Look through the records below for the line holding "PR #4331, opened 2020-01-21". Write it out exactly, with each following line through the line holding "- add checkboxes".

Provided data –
+++++
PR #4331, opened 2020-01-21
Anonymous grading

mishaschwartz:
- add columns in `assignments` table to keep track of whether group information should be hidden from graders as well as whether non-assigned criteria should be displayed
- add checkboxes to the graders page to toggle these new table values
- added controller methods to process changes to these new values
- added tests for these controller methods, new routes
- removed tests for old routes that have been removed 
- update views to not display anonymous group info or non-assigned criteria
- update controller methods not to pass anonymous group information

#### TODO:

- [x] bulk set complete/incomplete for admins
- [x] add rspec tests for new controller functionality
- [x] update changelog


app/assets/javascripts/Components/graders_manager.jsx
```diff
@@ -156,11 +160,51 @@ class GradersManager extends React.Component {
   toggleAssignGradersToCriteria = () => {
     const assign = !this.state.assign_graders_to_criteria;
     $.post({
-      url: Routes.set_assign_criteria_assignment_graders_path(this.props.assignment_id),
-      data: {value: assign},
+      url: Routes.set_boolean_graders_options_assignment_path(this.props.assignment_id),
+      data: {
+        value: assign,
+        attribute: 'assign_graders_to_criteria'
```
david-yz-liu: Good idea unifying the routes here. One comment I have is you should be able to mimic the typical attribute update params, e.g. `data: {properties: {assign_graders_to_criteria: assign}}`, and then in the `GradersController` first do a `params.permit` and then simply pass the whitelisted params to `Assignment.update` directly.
+++++
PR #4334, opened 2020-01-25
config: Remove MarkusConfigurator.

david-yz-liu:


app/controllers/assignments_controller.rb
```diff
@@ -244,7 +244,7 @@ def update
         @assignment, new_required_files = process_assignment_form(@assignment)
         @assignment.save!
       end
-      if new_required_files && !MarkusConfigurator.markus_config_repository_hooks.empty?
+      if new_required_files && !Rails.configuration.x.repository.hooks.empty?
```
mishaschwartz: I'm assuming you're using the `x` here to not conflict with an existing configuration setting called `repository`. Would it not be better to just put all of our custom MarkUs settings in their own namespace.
+++++
Response for this exercise –
PR #4331, opened 2020-01-21
Anonymous grading

mishaschwartz:
- add columns in `assignments` table to keep track of whether group information should be hidden from graders as well as whether non-assigned criteria should be displayed
- add checkboxes to the graders page to toggle these new table values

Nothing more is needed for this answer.